| | "For God's perfect wisdom and goodness determine his eternal will to fix upon a single plan for creation, such that, if God were able to change the future, it would follow that God would be able to alter his eternal will, which is impossible."
I just noticed something. Leibniz defines God as having perfect wisdom and goodness, but goodness depends on a standard that exists independently of the person or action being evaluated. If whatever God decides is good because he decides it, then he himself cannot be evaluated as good. He is above morality.
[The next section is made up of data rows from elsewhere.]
PR #4496, opened 2026-03-05
Add docs/principles.md for operator design principles

caseydavenport:
Adds a new `docs/principles.md` that codifies the key architecture and design principles for developing in this repo:

- **API design** — declarative APIs, minimal surface, overrides for every container, kubebuilder-first validation
- **Respecting user input** — never overwrite user fields, never delete user resources, track field ownership on shared resources, copy (don't modify) user-provided secrets/configmaps downstream
- **Component isolation** — new components default to `calico-system` (separate namespaces only when specifically needed)
- **Controller design** — watch/reconcile/render/apply pattern, pure render packages, user-facing status messages
- **Security** — mTLS for all component-to-component communication
- **Certificates and secrets** — OwnerReference conventions, naming conventions

Also refactors `docs/dev_guidelines.md` to focus on workflow (code structure, code generation, cherry-picks, common tasks) and reference `principles.md` for design guidance. Moves the code generation section from principles into dev_guidelines where it fits better.

Adds a `.claude/CLAUDE.md` with project-specific context for AI-assisted development.

### DIFF
--- a/docs/principles.md
+++ b/docs/principles.md
@@ -39,7 +39,7 @@ Code architecture and design principles for the tigera/operator repository. For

In the Old Testament, God commits a number of atrocities. He orders Moses to stone a man to death for working on the Sabbath. He orders the Israelites to slaughter millions of defenseless men, women and children in the conquest of Canaan. He kills every firstborn child in Egypt. He orders King Saul to butcher thousands of children and babies in the genocide of the Amalakites. He orders the Israelites to capture and mass-rape 32,000 young girls of the Midianite tribe after killing their families. He strikes dead 50,000 innocent people at Beshemish for merely looking into the ark of the covenant, and, during the flood of Noah, he drowns nearly every man, woman, child and animal on the face of the earth.
Are these atrocities immoral? Not if whatever God decides is right, because he decides it. But if God's actions are above morality and cannot be evaluated as evil, then they cannot be evaluated as good.
Of course, by any objective, common-sense standard of morality, such actions dramatically contradict Leibniz's characterization of God as a being of perfect wisdom and goodness. If God is to be evaluated morally, he can only be judged as supremely evil.